Impact of melatonin on anatomical attributes i.e. cortical cell area (a), epidermal thickness (b), midrib thickness (c), vascular bundle area (d), xylem area (e), and phloem area (f) of Rosa centifolia leaves under drought-stressed conditions. A mean of six replicates and standard error are displayed in each bar. After using the least significant difference (LSD) test, alphabetical lettering that is different from one another shows statistically significant variations at p < 0.05. N = normal water; MT = melatonin; D = drought stress.

Fig. 7

Impact of foliar melatonin supplementation on anatomical attributes like palisade cell area (a), spongy cell area (b), and lamina thickness (c) of Rosa centifolia leaves under drought-stressed conditions. A mean of six replicates and standard error are displayed in each bar.
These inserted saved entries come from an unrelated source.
Issue #519, opened 2016-02-24
RFC: Testing Module Semantics


jugglinmike:
@aklein @boingoing and @syg I understand you are all working on ES2015 module implementations, so if you have a moment, your input would be especially helpful here. Thanks!

Because ES2015 intentionally omits necessary details around module resolution (see [HostResolveImportedModule](https://tc39.github.io/ecma262/#sec-hostresolveimportedmodule)), functional tests cannot be written based on the specification alone.

In order to author meaningful tests, Test262 contributors and runtime implementors have to come to an agreement for additional semantics. It should be clear that conformance to this contract is a prerequisite only for Test262 and not for ECMAScript compliance generally.

[I recently proposed a new document named `INTERPRETNG.md`](https://github.com/tc39/test262/pull/508) to house exactly this kind of information. If that is accepted, we can extend it with the following text:

> **Modules.** Test262 includes tests for ECMAScript 2015 module code. In order to interpret these tests, consumers must expose an implementation of [HostResolveImportedModule](https://tc39.github.io/ecma262/#sec-hostresolveimportedmodule) that conforms to the following specification:
> - The normal return value must be an instance of [a Source Text Module
>   Record](https://tc39.github.io/ecma262/#sec-source-text-module-records).
> - If a Module Record corresponding to the pair referencingModule, specifier
>   does not exist or cannot be created, a `SyntaxError` must be thrown.

But the most contentious detail (as I see it) is resolving module specifiers. The design should be as simple as possible in order to limit the amount of custom behavior necessary to execute the tests. We can take a cue from common file system/web conventions to produce a design that can work out-of-the-box for many consumers.

Here's what I have in mind:

> All module specifiers used by Test262 begin with the character sequence `./`. The remaining characters should be interpreted as the name of a file within the same directory as the file under test.
> 
> For example, consider a test file located at `test/language/import/nested/index.js` with the following contents:
> 
> ``` js
> import * as ns from './dep.js';
> ```
> 
> Implementors should attempt to resolve this module specifier by loading a file located at `test/language/import/nested/dep.js`.

I think this will give authors just enough power to test the semantics while promoting a healthy file structure, and it limits the imposition on consumers. One potential issue is that it means Test262 will define non-test files alongside test files. I can think of three ways around this:
1. Additional meta-data for files that do not describe tests with (e.g. `flags:
   [not-a-test]`)
2. Different resolution semantics: define a top-level "fixtures" directory, and
   specify that loaders should resolve all modules from there.
[...]

PR #553, opened 2016-03-21
add Function.prototype.toString tests, conforming to proposed revision

michaelficarra:
See the proposal at https://tc39.github.io/Function-prototype-toString-revision/

Tests still missing (because I don't know how to author them):

* line terminator normalisation
* unnamed hoistable and class declarations in export default position


michaelficarra:
For the missing line terminator normalisation test, I can just use 3 separate test files that each use different line endings but perform the same test, but I wasn't sure if that was the best way to do it.

leobalter:
The current tests look good so far, there are some minor details that can be addressed:

Some files are current suffixed buy numbers. They could be improved replacing the numbers by the current content meaning, like `test/built-ins/Function/prototype/toString/class-declaration-1.js` => `test/built-ins/Function/prototype/toString/class-declaration-implied-ctor.js` following the current file description.

Also, using `esid` tag instead of `es6id` on the frontmatter, their values can be `pending` while they not have a current reference on the specs.

For the line terminator, can we use references to `\r` and `\n` or their unicode scaped values? You've probably already tried or thought about it. I'll see if I may come with a more constructive suggestion.

> unnamed hoistable and class declarations in export default position

@jugglinmike is currently working on the tests for modules and using locally the test generation tool, that could become some added case to generate more files concerning export (and maybe import) positions.

leobalter:
Also, these tests does not seem to cover the same concern from #532 yet where it evaluates the result of toString's output and reuse it as a new fn. 

We could have one of these PRs covering the desirable results for that operation.

jugglinmike:
These look good!

> - unnamed hoistable and class declarations in export default position

I'm fairly confident that testing default export values will require module
loading, so I'd suggest holding off on those tests until we formalize the
requirements (first gh-508 and then gh-519). Once this lands, we can make a new
issue to track that so we don't forget.

> For the missing line terminator normalisation test, I can just use 3 separate
> test files that each use different line endings but perform the same test,
> but I wasn't sure if that was the best way to do it.

I think that is what I would do. The duplication is kind of a drag, but it seems
manageable for the cases we need to cover.

A few ideas for additional tests:

- Complex class heritage. Maybe a function literal?
- Non-simple parameters. Destructuring/defaults
- Additional unicode normalization. Tiny edge case, but what about using some
  superfluous leading zeros in the source--`\u{000062}`?

jugglinmike:
> We could have one of these PRs covering the desirable results for that operation.

I don't think this is necessary. Just like the spec language they concern, these tests supersede those in gh-532. Asserting the exact string value is far more explicit; once that is verified, any additional tests for evaluation would really be tests for `eval`, not `Function.prototype.toString`.

leobalter:
> any additional tests for evaluation would really be tests for eval, not Function.prototype.toString.

That's great, thanks!

michaelficarra:
Checklist for myself:

- [X] replace the numbers in filenames with something meaningful
- [ ] use `esid` tag instead of `es6id`
- [ ] create test files for line terminator normalisation
- [ ] complex class heritage
- [ ] non-simple parameter lists
- [X] leading zeroes in Unicode escape sequences

michaelficarra:
@jugglinmike Done. Let me know if you want me to squash the commits (I had been amending until recently anyway).

test/built-ins/Function/prototype/toString/class-declaration-explicit-ctor.js
```diff
@@ -0,0 +1,13 @@
...
+/*---
+esid: sec-runtime-semantics-bindingclassdeclarationevaluation
+description: Function.prototype.toString on a class declaration (explicit constructor)
+---*/
+
+/* before */class /* a */ A /* b */ extends /* c */ B /* d */ { /* e */ constructor /* f */ ( /* g */ ) /* h */ { /* i */ ; /* j */ } /* k */ m /* l */ ( /* m */ ) /* n */ { /* o */ } /* p */ }/* after */
+
+assert.sameValue(A.toString(), "class /* a */ A /* b */ extends /* c */ B /* d */ { /* e */ constructor /* f */ ( /* g */ ) /* h */ { /* i */ ; /* j */ } /* k */ m /* l */ ( /* m */ ) /* n */ { /* o */ } /* p */ }");
+
+function B{}
```
jugglinmike: Typo here. I think a class declaration would work, but so would adding a parameter list.

michaelficarra: Thanks. This used to be a class declaration, but I wanted to avoid the TDZ error. I will add a parameter list.

jugglinmike:
Perfect! I think this patch is now ready to go.

We only merge tests for proposals that have reached stage three, so I'm going
to mark this pull request with the labels "ready-to-land", "future", and
"waiting-approval". Hopefully things go smoothly for you next week; then you'll
be way ahead of the game for stage four!

@bterlson: you may want to coordinate with Michael to ensure that, depending on
merge order, either your patch at gh-479 or his patch here also introduces
tests for `toString` called on objects created from the various async function
productions.

michaelficarra:
@jugglinmike That is a good point. I opened a PR against the async functions proposal for compatibility: https://github.com/tc39/ecmascript-asyncawait/pull/90. I'll leave it to @bterlson to add the tests to #479 once that's merged.

michaelficarra:
@jugglinmike I just added tests for a new addition to the proposal: preservation of names of well-known intrinsic function objects (see https://github.com/tc39/Function-prototype-toString-revision/pull/10). Please let me know if it looks alright.

test/built-ins/Function/prototype/toString/intrinsics.js
```diff
@@ -0,0 +1,25 @@
...
+  Proxy, RangeError, ReferenceError, RegExp, Set, String, Symbol, SyntaxError, TypeError,
+  Uint8Array, Uint8ClampedArray, Uint16Array, Uint32Array, URIError, WeakMap, WeakSet,
+};
+
+const NATIVE_FUNCTION_RE = /\bfunction\b[\s\S]+\b\w+\b[\s\S]*\([\s\S]*\)[\s\S]*\{[\s\S]*\[[\s\S]*\bnative\b[\s\S]+\bcode\b[\s\S]*\][\s\S]*\}/;
+
+for (let intrinsicName in intrinsics) {
+  let intrinsic = intrinsics[intrinsicName];
+  let str = Function.prototype.toString.call(intrinsic);
+  assertSameValue(typeof str, "string");
```
jugglinmike: `assertsameValue` -> `assert.sameValue`

test/built-ins/Function/prototype/toString/intrinsics.js
```diff
@@ -0,0 +1,25 @@
...
+
+let intrinsics = {
+  Array, ArrayBuffer, Boolean, DataView, Date, decodeURI, decodeURIComponent, encodeURI,
+  encodeURIComponent, Error, eval, EvalError, Float32Array, Float64Array, Function, Int8Array,
+  Int16Array, Int32Array, isFinite, isNaN, Map, Number, Object, parseFloat, parseInt, Promise,
+  Proxy, RangeError, ReferenceError, RegExp, Set, String, Symbol, SyntaxError, TypeError,
+  Uint8Array, Uint8ClampedArray, Uint16Array, Uint32Array, URIError, WeakMap, WeakSet,
+};
+
+const NATIVE_FUNCTION_RE = /\bfunction\b[\s\S]+\b\w+\b[\s\S]*\([\s\S]*\)[\s\S]*\{[\s\S]*\[[\s\S]*\bnative\b[\s\S]+\bcode\b[\s\S]*\][\s\S]*\}/;
```
jugglinmike: This regular looks too permissive for the syntax defined by your proposal:

> NativeFunction :
>     function BindingIdentifieropt ( FormalParameters ) { [ native code ] }

For funsies, I wrote a function that satisfies the RegExp but violates the
spec:

    function eval ( x = 'function() { [ native code ] }' ) { 'lol'; }

It seems like:

- most of the `\S` classes may be removed (the one in the FormalParameters
  position seems necessary)
- the pattern should be anchored with `^\s*` and `\s*$`
- the `\b` classes may be removed

jugglinmike:
We should plan on extending the helper function in `testBuiltInObject.js` with
an assertion for this. I don't think it's appropriate to do this now, though.
I expect that at this stage, doing so would just cause consumers to disable the
tests, effectively resulting in *worse* coverage and potentially *greater*
margin for error.

---

I was tempted to suggest breaking this into separate files for each intrinsic,
packing all the assertions into a helper function and re-using code that way.
My thinking was that this organization would be far more discoverable for
future test writers. For example, if WeakRef lands, the authors will be more
likely to implement a test for this behavior if an equivalent exists in the
directory of all the other well-known functions. It seems unlikely that they
will know to update this list here.

But now I'm thinking that the specification isn't actually organized in that
way, and we should prefer the structure of that document when possible.

That said, have you given any thought to extending [section
9.3](http://www.ecma-international.org/ecma-262/6.0/#sec-built-in-function-objects)
to define the value of the [[SourceText]] slot for all built-in function
objects? I may be biased by these test organization concerns, but that almost
seems like a more natural place for some of this spec text.

---

It's been fun to watch this specification (and the tests) develop!

test/built-ins/Function/prototype/toString/intrinsics.js
michaelficarra: That's fine, I expect invalid strings to pass. The point is that a valid string cannot fail the regex. Remember, comments are allowed in any whitespace position. Without employing a full-blown tokeniser here, I think this is the best we can do.

jugglinmike: Ohh I forgot about comments! I agree that this is probably the best we can do.

michaelficarra:
> But now I'm thinking that the specification isn't actually organized in that way, and we should prefer the structure of that document when possible.

Agreed, and that is why I ended up organising it this way. Plus, it's easier and more discoverable.

> That said, have you given any thought to extending section 9.3 to define the value of the [[SourceText]] slot for all built-in function objects?

I'm not interested in doing that, as it would force browsers to return an exact string, and I'm not sure they all currently return the exact same string. That's a discussion that, if you would like to have it, should be had in an issue on the proposal itself.

jugglinmike:
> That's a discussion that, if you would like to have it, should be had in an issue on the proposal itself.

Definitely. I guess I started thinking out loud--I didn't mean to distract!

michaelficarra:
@jugglinmike I just added tests for bound functions (whoops!) and functions nested in expression position within other functions (the only ones I'm aware of are class heritage and computed property names). Since this proposal reached stage 3 yesterday, I think we're ready to merge.

jugglinmike:
Looks good, Michael! Regarding shared code: Test262 does have a mechanism for
doing this. If you define a file like `harness/nativeFunctionMatcher.js`, then
that file will be inserted at the beginning of any test that specifies the following meta
data:

```js
/*---
includes: [nativeFunctionMatcher.js]
---*/
```

Beyond avoiding duplication (a nobel cause if there ever was one), this gives
you a chance to "prove" the correctness of your regular expression with tests.
See the `test/harness/` directory for the tests for all the other helper
functions. Try to limit the language semantics/library functions you use there;
we want to keep passing those tests as a meaningful "baseline".

michaelficarra:
@jugglinmike I've extracted the regex to `harness/nativeFunctionMatcher.js`, included it in the F.p.toString tests, and added tests for it. Let me know if I need to do anything else before merging.

michaelficarra:
This should be ready to merge.

jugglinmike:
Squashed and merged to `master` at commit 6b7cbb50350e478a543da40d02492aa8f45a792d. Thanks for your patience, Michael!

After using the least significant difference (LSD) test, alphabetical lettering that is different from one another shows statistically significant variations at p < 0.05. N = normal water; MT = melatonin; D = drought stress.

Fig. 8

Principal component analysis biplots show correlation amongst different morpho-physiological, biochemical, and anatomical attributes of R. centifolia under normal and drought-stress conditions. PlHt = plant height; NoLf = number of leaf; LfAr = leaf area; NoFl = number of flowers; FlDia = flower diameter; NoPtl = number of petals flower⁻¹; PFrWt = plant fresh weight; PDrWt = plant dry weight; StCnD = stomatal conductance; PhtRt = photosynthetic rate; TrsRt = transpiration rate; TChl = total chlorophyll; CAR = carotenoid; CAT = catalase; POX = peroxidase; APX = ascorbate peroxidase; SOD = superoxide dismutase; Proln = proline; TSP = total soluble protein; GB = glycinebetaine; MDA = malondialdehyde; H₂O₂ = hydrogen peroxide; CorCA = cortical cell area; EpiTh = epidermal thickness; MidTh = midrib thickness; VasBn = vascular bundle area; Xylem = xylem area; Phlom = phloem area; PalCA = palisade cell area; SpnCA = Spongy cell area; LamTh = lamina thickness.

Fig. 9

Correlation matrix of different morpho-physiological, biochemical, and anatomical attributes of R. centifolia under normal and drought-stress conditions. PlHt = plant height; NoLf = number of leaf; LfAr = leaf area; NoFl = number of flowers; FlDia = flower diameter; NoPtl = number of petals flower⁻¹; PFrWt = plant fresh weight; PDrWt = plant dry weight; StCnD = stomatal conductance; PhtRt = photosynthetic rate; TrsRt = transpiration rate; TChl = total chlorophyll; CAR = carotenoid; CAT = catalase; POX = peroxidase; APX = ascorbate peroxidase; SOD = superoxide dismutase; Proln = proline; TSP = total soluble protein; GB = glycinebetaine; MDA = malondialdehyde; H₂O₂ = hydrogen peroxide; CorCA = cortical cell area; EpiTh = epidermal thickness; MidTh = midrib thickness; VasBn = vascular bundle area; Xylem = xylem area; Phlom = phloem area; PalCA = palisade cell area; SpnCA = Spongy cell area; LamTh = lamina thickness. The color gradient showed the direction and strength of the correlations, with red color showing positive correlations and the blue color showing negative correlations among different characteristics of R. centifolia. ∗p ≤ 0.05, ∗∗p ≤ 0.01, ∗∗∗p ≤ 0.001.